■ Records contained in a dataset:
* * * * * * * * *
PR #12531, opened 2024-09-30
feat: implement ticket based F3 participation lease

masih:
## Related Issues
* Fixes https://github.com/filecoin-project/go-f3/issues/599

## Proposed Changes
Implemented enhanced ticket-based participation system for F3 consensus in `F3Participate`. This update introduces a new design where participation tickets grant a temporary lease, allowing storage providers to sign as part of the F3 consensus mechanism. This design ensures that tickets are checked for validity and issuer alignment, handling errors
robustly. If there's an issuer mismatch, the system advises miners to retry with the existing ticket. If the ticket is invalid or expired, miners are directed to obtain a new ticket via `F3GetOrRenewParticipationTicket`.

## Checklist

- [x] CI is green


chain/lf3/f3.go
```diff
@@ -133,43 +136,44 @@ func (fff *F3) runSigningLoop(ctx context.Context) {
...
 				}
 			}
 		}
 	}
 }
 
+func (fff *F3) GetOrRenewParticipationToken(ctx context.Context, minerID uint64, previous api.F3ParticipationToken) (api.F3ParticipationToken, error) {
+	select {
+	case <-ctx.Done():
+		return api.F3ParticipationToken{}, ctx.Err()
```
Stebalien, line 163: Any reason to check the context?

api/api_full.go
```diff
@@ -936,6 +956,39 @@ type FullNode interface {
...
+// subject, and the expiration instance.
+type F3ParticipationLease struct {
+	// Session uniquely identifies the session in which this lease is issued. This
+	// information can then be used to infer if the issuer of the token has restarted
+	// since the lease was issued.
+	Session uuid.UUID
+	// Issuer is the identity of the node that issued the lease.
+	Issuer peer.ID
+	// Subject is the actor ID of the lease holder.
+	Subject uint64
```
Stebalien, line 978: I'd just call it `MinerID` to reduce confusion.

api/api_full.go
```diff
@@ -936,6 +956,39 @@ type FullNode interface {
...
+	// ExpireAfterInstance is the GPBFT instance ID, beyond which this lease expires.
+	// See F3Progress.
+	ExpireAfterInstance uint64
```
Stebalien, line 981: I _think_ we need a "not before" as well, right? I.e., we need to grant a lease between instances A and B.

node/impl/full/f3.go
```diff
@@ -23,67 +22,74 @@ type F3API struct {
...
-		return false, ErrF3Disabled
+		return false, api.ErrF3Disabled{}
 	}
 	return f3api.F3.IsRunning(), nil
 }
 
 func (f3api *F3API) F3GetECPowerTable(ctx context.Context, tsk types.TipSetKey) (gpbft.PowerEntries, error) {
 	if f3api.F3 == nil {
-		return nil, ErrF3Disabled
+		return nil, api.ErrF3Disabled{}
```
Stebalien, line 76: What if we:

1. Make this error type private.
2. Expose a public instance of it (`var ErrF3Disabled errF3Disabled`)?

I _think_ we'd still be able to use it with jsonrpc and it would make this code a little cleaner.

Stebalien (commented):
Some code nits and a few comments, but I'm a bit brain-dead from debugging tests all day so I'll have to leave the full review for tomorrow (hopefully @Kubuxu can get to it before I do).

node/impl/full/f3.go
masih: That was my initial thought but was unsure if it would play nice with RPC errors. Going to give this a go.

api/api_full.go
masih: I had that initially but removed it for simplicity. Without it I think the design would work correctly and miners renew within the last 2 instances.

Without a strict boundary i think the token design as is would still work correctly. Because, each node will only give one lease out per miner, and would only renew if the old one is expired or was issued by itself.

With it the API is more defensive against miners that call to get a token too often, but the entire implementation here is based on the assumption that miner and node are trusted.

Right?

chain/lf3/f3.go
masih: To respect the context that is passed through even if successive calls don't take a context? I think that's better than ignoring the context entirely. But I have no strong opinions.

Stebalien: We're not blocking, right? IMO, checking the context makes sense if you have a long-running loop, block, etc. Otherwise, it's up to the caller to deal with it.

api/api_full.go
Stebalien: My concern is that "expired" is relative. E.g.:

1. Miner sees that the latest instance is X according to lotus A.
2. Miner gives a lease to lotus B, but lotus B thinks that the latest instance is X-1.

masih: Got it thanks

I think this won't cause problems because the miners renew lease within the last 2 instances remaining in the lease. But that's not enforced by the Lotus node API. 

I'll enforce it 👍

Stebalien: Oh, I see. IMO, this API is backwards: the _Miner_ should be the one in control, not the node. 

That is:

1. Miner calls "pre-participate" and gets a peer id, session id (unnecessary?), and the node's current instance.
2. Miner calls "participate" with a not-before instance, not-after instance, and a peer ID.

Importantly, the Miner decides the instance range to lease out, not the node.

Stebalien: Hm. Well, as long as the "not before" is encoded in the ticket this should be fine. But I still think the miner should be able to specify the "not before" time when getting the ticket, at least.

masih: > the Miner should be the one in control, not the node.

Why?  I mean that's valid too but why is that better than node deciding the lease range?

Stebalien: But in that case, you're right. Given that this is the lease as specified by the _node_, there's no reason to have a "not before".

masih: > miner should be able to specify the "not before"

Thinking about it more, I agree we should add this. Because, the F3 progress across nodes may not be exactly the same. I think i also need to encode currentInstance in the ticket response in couple of places.


While we are on the subject, do we care about the session at all? Right now it is a noop apart from the informative log line to indicate that the node must have restarted.

api/api_full.go
```diff
@@ -936,6 +957,39 @@ type FullNode interface {
...
+type F3ParticipationTicket []byte
+
+// F3ParticipationLease defines the lease granted to a storage provider for
+// participating in F3 consensus, detailing the session identifier, issuer,
+// subject, and the expiration instance.
+type F3ParticipationLease struct {
+	// Session uniquely identifies the session in which this lease is issued. This
+	// information can then be used to infer if the issuer of the ticket has restarted
+	// since the lease was issued.
+	Session uuid.UUID
```
Kubuxu, line 975: Do we need this to be `uuid.UUID` (it is a new dependency for API users)? Could it be just a string?

Kubuxu:
I think I would like to see the ability of the Miner to set the maximum term of the lease. Fundamentally, the Miner is in control of what they give out.

api/api_full.go
masih: > it is a new dependency for API users

`Common.Session` API already depends on it. 

For the purposes of this PR it's primarily for an informative log line when a node restarts. Otherwise has no effect on the leasing functionality. Happy to remove it and add later if we are not bothered about it.

chain/lf3/f3.go
masih: On the subjective matters: It is my opinion that if context exist it should be respected. e.g. if an expired context is passed to a function, regardless of whether it is blocking or not, it should suspend execution.

But I will revert the changes here and ignore the context since it seems this repo does not follow that practice.

api/api_full.go
masih: Removed Session. We can add later if there is a need for it beyond logging.

masih:
> the ability of the Miner to set the maximum term

Added, where the miner sets the validity term, as well as an upper maximum dictated by node for safety.

Kubuxu (approved):

chain/lf3/participation_lease.go
```diff
@@ -0,0 +1,145 @@
...
+}
+
+func (l *leaser) participate(ticket api.F3ParticipationTicket) (api.F3ParticipationLease, error) {
+	currentInstance, _, _ := l.progress()
+	lease, err := l.validate(currentInstance, ticket)
+	if err != nil {
+		return api.F3ParticipationLease{}, err
+	}
+	l.mutex.Lock()
+	l.leases[lease.MinerID] = lease
```
Stebalien, line 85: I think we need to look at the current lease. E.g., in case wires get crossed and an old call to participate gets stuck somewhere.

Storing an _expired_ lease is fine, we'll clean it up later. But clobbering a _good_ lease with an older lease is probably not something we want to do.

node/modules/storageminer.go
```diff
@@ -357,76 +356,187 @@ func SectorStorage(mctx helpers.MetricsCtx, lc fx.Lifecycle, lstor *paths.Local,
...
+	for ctx.Err() == nil {
+		if ticket, err := p.tryGetF3ParticipationTicket(ctx); err != nil {
+			return err
+		} else if lease, participating, err := p.tryF3Participate(ctx, ticket); err != nil {
+			return err
+		} else if !participating {
+			continue
+		} else if err := p.awaitLeaseExpiry(ctx, lease); err != nil {
+			return err
 		}
```
Stebalien, line 392: Do we really want to exit this loop if we hit an error?

node/modules/storageminer.go
```diff
@@ -357,76 +356,187 @@ func SectorStorage(mctx helpers.MetricsCtx, lc fx.Lifecycle, lstor *paths.Local,
...
-			newLease := time.Now().Add(leaseTime)
+func (p *f3Participator) tryGetF3ParticipationTicket(ctx context.Context) (api.F3ParticipationTicket, error) {
+	p.backoff.Reset()
+	for ctx.Err() == nil {
+		switch ticket, err := p.node.F3GetOrRenewParticipationTicket(ctx, p.participant, p.previousTicket, p.leaseTerm); {
+		case ctx.Err() != nil:
+			return api.F3ParticipationTicket{}, ctx.Err()
+		case errors.Is(err, api.ErrF3Disabled):
+			log.Errorw("Cannot participate in F3 as it is disabled.", "err", err)
+			return api.F3ParticipationTicket{}, xerrors.Errorf("acquiring F3 participation ticket: %w", err)
```
Stebalien, line 406: Won't this be the case while bootstrapping, switching networks, etc?

node/modules/storageminer.go
Stebalien: Or are we saying that all errors are unrecoverable and that these APIs should only return errors when recovery is impossible?

node/modules/storageminer.go
```diff
@@ -357,76 +356,187 @@ func SectorStorage(mctx helpers.MetricsCtx, lc fx.Lifecycle, lstor *paths.Local,
...
+		// to 13.
+		checkProgressMaxAttempts = 13
+		// checkProgressInterval defines the duration between progress checks in normal operation mode.
+		// This interval is used when there are no errors in retrieving the current progress.
+		checkProgressInterval = 10 * time.Second
+		// leaseTerm The number of instances the miner will attempt to lease from nodes.
+		leaseTerm = 5
+	)
+
+	go func() {
```
Stebalien, line 520: It would be really nice (especially for testing) if we could wait for this to stop on exit (e.g., with a waitgroup plus an exit hook).

node/modules/storageminer.go
```diff
@@ -357,76 +356,187 @@ func SectorStorage(mctx helpers.MetricsCtx, lc fx.Lifecycle, lstor *paths.Local,
...
-			timer.Reset(leaseTime / 2)
-			select {
-			case <-ctx.Done():
-				return
-			case <-timer.C:
-			}
+func (p *f3Participator) backOffFor(ctx context.Context, d time.Duration) {
+	if !p.timer.Stop() {
+		<-p.timer.C
+	}
```
Stebalien, line 487: This will deadlock if the timer already fired and we already read from the channel.

Stebalien: I believe we just need to create a new timer each time (and don't store it anywhere).

node/modules/storageminer.go
```diff
@@ -357,76 +356,187 @@ func SectorStorage(mctx helpers.MetricsCtx, lc fx.Lifecycle, lstor *paths.Local,
...
+	p.backoff.Reset()
+	for ctx.Err() == nil {
+		switch progress, err := p.node.F3GetProgress(ctx); {
+		case errors.Is(err, api.ErrF3Disabled):
+			log.Errorw("Cannot await F3 participation lease expiry as F3 is disabled.", "err", err)
+			return xerrors.Errorf("awaiting F3 participation lease expiry: %w", err)
+		case err != nil:
+			if p.backoff.Attempt() > float64(p.maxCheckProgressAttempts) {
+				log.Errorw("Too many failures while attempting to check F3  progress. Restarting participation.", "attempts", p.backoff.Attempt(), "err", err)
+				return nil
```
Stebalien, line 464: returning nil?

Stebalien (changes requested):

chain/lf3/participation_lease.go
masih: > in case wires get crossed and an old call to participate gets stuck somewhere
> clobbering a good lease with an older lease

If we reach this line it means the the lease is "valid":
* decodes
* has not expired
* conforms to max leased instances accepted by node (that is controlled by Miner, see earlier feedback)

What specific edge case you have in mind Steb?

node/modules/storageminer.go
masih: > Do we really want to exit this loop if we hit an error?

Yes because `awaitLeaseExpiry` exits with error only if either [F3 is disabled](https://github.com/filecoin-project/lotus/blob/3d12ca5c53c5df74bb9daa0ea9be27b283e2469c/node/modules/storageminer.go#L460) or [context has an error](https://github.com/filecoin-project/lotus/blob/3d12ca5c53c5df74bb9daa0ea9be27b283e2469c/node/modules/storageminer.go#L477).

> APIs should only return errors when recovery is impossible?

The APIs only return error when recovery is not possible, yes.

node/modules/storageminer.go
masih: I am not sure. 

> bootstrapping
> switching networks

Good point: Do we disable F3 or pause the inner runner? 🤔 

I expect that the F3 is enabled when the miner starts. Does/Should Lotus support runtime reconfiguration at runtime for `F3Enabled` flag?

Looking at [the API implementation](https://github.com/filecoin-project/lotus/blob/3d12ca5c53c5df74bb9daa0ea9be27b283e2469c/node/impl/full/f3.go) the `api.ErrF3Disabled` is returned when `lf3.F3` is nil, which translates to "Not injected by DI" I believe, which means `F3Enabled` must have been false. If Lotus does not support runtime update for this config then I think the execution path for both node and the miner is that should be enabled before the process starts. Which means `lf3.F3` will not be nil prior to bootstrapping or at the time of network switch. Which means `api.ErrF3Disabled` will not be returned. 

Right?

node/modules/storageminer.go
masih: > This will deadlock if the timer already fired and we already read from the channel.

Despite the fact that backoff is never called from multiple goroutines?

> I believe we just need to create a new timer each time (and don't store it anywhere).

Will do, at the price of higher GC which i guess doesn't matter considering the backoff call frequency.

node/modules/storageminer.go
masih: Yes, this is intentional to abandon current lease and start participation from scratch. I chose the [max attempts](https://github.com/filecoin-project/lotus/blob/3d12ca5c53c5df74bb9daa0ea9be27b283e2469c/node/modules/storageminer.go#L503-L512) value such that we can be confident the abandoned lease is expired when the participation is restarted with a new lease.

The rationale for restarting participation to begin with is that this error can happen if lotus node is down due to operational issues: maybe it is being restarted etc. Returning error here means the miner will drop out of participation entirely until it is restarted. which I believe is not what we want. Unless I have missed something?

node/modules/storageminer.go
Stebalien: Ah, I see. You're right.

node/modules/storageminer.go
Stebalien: This code sketches me out.

1. We should never make decisions based on the instance the lotus node we _happen_ to be talking to is at.
2. We should never rely on "enough time".

Instead, we should always:

1. Keep track of the last instance we agreed to participate in.
2. Make sure any lotus node we try to renew the ticket on has that information (e.g., has the old ticket).

Stebalien: Ah, I see. We'll _always_ keep the previous ticket anyways. In that case, this seems totally reasonable.

node/modules/storageminer.go
```diff
@@ -357,78 +357,193 @@ func SectorStorage(mctx helpers.MetricsCtx, lc fx.Lifecycle, lstor *paths.Local,
...
+			checkProgressInterval,
+			leaseTerm,
+		)
+
+		switch err := participator.participate(ctx); {
+		case err == nil, errors.Is(err, context.Canceled):
+			log.Infof("Stopped participating in F3")
+		default:
+			log.Errorw("F3 participation stopped abruptly", "err", err)
 		}
```
Stebalien, line 537: can we wait for `OnStart` here? It would also be kind of nice to write this more like a service (with start/stop methods).

node/modules/storageminer.go
```diff
@@ -357,78 +357,193 @@ func SectorStorage(mctx helpers.MetricsCtx, lc fx.Lifecycle, lstor *paths.Local,
...
+	go func() {
+		defer wg.Done()
+
+		participator := newF3Participator(
+			node,
+			participant,
+			&backoff.Backoff{
+				Min:    1 * time.Second,
+				Max:    1 * time.Minute,
+				Factor: 1.5,
```
Stebalien, line 525: Is there any way we could base these off of, e.g., the block time?

node/modules/storageminer.go
```diff
@@ -357,78 +357,193 @@ func SectorStorage(mctx helpers.MetricsCtx, lc fx.Lifecycle, lstor *paths.Local,
...
+	// called from multiple goroutines.
+	timer := time.NewTimer(d)
+	select {
+	case <-ctx.Done():
+		return
+	case <-timer.C:
+	}
+}
+
+func F3Participation(mctx helpers.MetricsCtx, lc fx.Lifecycle, node v1api.FullNode, participant dtypes.MinerAddress) error {
```
Stebalien, line 495: Can we use this in the itest?

node/modules/storageminer.go
```diff
@@ -357,78 +357,193 @@ func SectorStorage(mctx helpers.MetricsCtx, lc fx.Lifecycle, lstor *paths.Local,
...
-			select {
-			case <-ctx.Done():
-				return
-			case <-timer.C:
-			}
+func (p *f3Participator) backOffFor(ctx context.Context, d time.Duration) {
+	// Create a timer every time to avoid potential risk of deadlock or the need for
+	// mutex despite the fact that f3Participator is never (and should never) be
+	// called from multiple goroutines.
+	timer := time.NewTimer(d)
```
Stebalien, line 487: We should defer stop this for better garbage collection (IMO).

chain/lf3/participation_lease.go
Stebalien: IIRC, we allow slightly overlapping leases, right? We could end up in a situation where we:

1. Try to renew a lease for T1-T5. That gets stuck.
2. Try to renew the lease, now from T2-T6. That goes through.
3. The lease for T1-T5 goes through, replacing the longer lease.

I'm not sure if this is possible in the current architecture, but that's the kind of thing I'm a bit worried about.

masih: I see, interesting.

Over TCP connections I I am not sure if that's possible, unless there is some built-in retry in json rpc or at infra level that would blindly retry requests on behalf of nodes? I would then wonder how the response delivery would work. 

In any case, better safe than sorry. Thanks for pointing that out Steven

Stebalien: 1. Miner makes the first request, it gets all the way to the point where we'd record the lease then pauses.
2. Connection fails (miner reboots, etc.).
3. Miner makes the second request.
4. Lotus serves the second request.
5. The first request continues.

node/modules/storageminer.go
masih: I am curious, why would that matter?

node/modules/storageminer.go
masih: I _think_ [we already do](https://github.com/filecoin-project/lotus/blob/63595bb73df0b673eeaa31a0d7dcba7d2823d077/itests/f3_test.go#L192)?

node/modules/storageminer.go
Stebalien: > Despite the fact that backoff is never called from multiple goroutines?

 In this case, it would have deadlocked precisely the second time we call it because it would have expired the first time and we would have read from the channel. So `Stop()` would have returned false (nothing to stop) and reading from the channel would have blocked forever.

node/modules/storageminer.go
masih: @Stebalien could you check my [handwriting](https://github.com/filecoin-project/lotus/pull/12531/commits/ec3b3f03950659872dbb69acd5fbcf19bf091a9f) on this one please?

node/modules/storageminer.go
Stebalien: Oh, I see. I thought this was new.

node/modules/storageminer.go
Stebalien: I'm mostly worried about test scenarios where we might run things at 100ms blocktimes. In that case, a min of 1s os _way_ too long.

Stebalien: Note: this is about as far from critical as it gets.

node/modules/storageminer.go
```diff
@@ -512,33 +516,35 @@ func F3Participation(mctx helpers.MetricsCtx, lc fx.Lifecycle, node v1api.FullNo
...
+					participant,
+					&backoff.Backoff{
+						Min:    1 * time.Second,
+						Max:    1 * time.Minute,
+						Factor: 1.5,
+					},
+					checkProgressMaxAttempts,
+					checkProgressInterval,
+					leaseTerm,
+				)
```
Stebalien, line 536: I'd actually _construct_ this outside, but either way is fine.

node/modules/storageminer.go
```diff
@@ -512,33 +516,35 @@ func F3Participation(mctx helpers.MetricsCtx, lc fx.Lifecycle, node v1api.FullNo
...
+
+				switch err := participator.participate(ctx); {
+				case err == nil, errors.Is(err, context.Canceled):
```
Stebalien, line 539: nit: I generally avoid looking at the error itself and instead check `ctx.Err` and/or `ctx.Done`.

1. Services will occasionally fail, e.g., because some internal context gets canceled (shouldn't happen, but does).
2. Canceling the context can sometimes cause other follow-on errors which should generally be ignored (although I guess we do want to, e.g., learn about shutdown errors if they involve failing to record state, etc.).

chain/lf3/participation_lease.go
masih: I see thanks, you are right.

The latest commit should fix this such that the leaser never accepts a ticket with start instance before the previous lease. Please let know if I have missed anything :pray:

Stebalien (approved):
LGTM modulo a few nits that you're free to ignore, and some failing lints.

node/modules/storageminer.go
masih: The `f3Participator` construct is new. it refactors the logic that was in a loop inside `F3Participation` into its own type.

node/modules/storageminer.go
masih: > I'm mostly worried about test scenarios where we might run things at 100ms blocktimes. In that case, a min of 1s os _way_ too long.

ah that makes sense

Stebalien (approved):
* * * * * * * * *
■ EXERCISE AIM:
A word-for-word copy of the lines above from the one with "masih: > in" through the one with "masih: > Do", inclusive, is the only output wanted.

■ RESULT OF THIS TASK:
masih: > in case wires get crossed and an old call to participate gets stuck somewhere
> clobbering a good lease with an older lease

If we reach this line it means the the lease is "valid":
* decodes
* has not expired
* conforms to max leased instances accepted by node (that is controlled by Miner, see earlier feedback)

What specific edge case you have in mind Steb?

node/modules/storageminer.go
masih: > Do we really want to exit this loop if we hit an error?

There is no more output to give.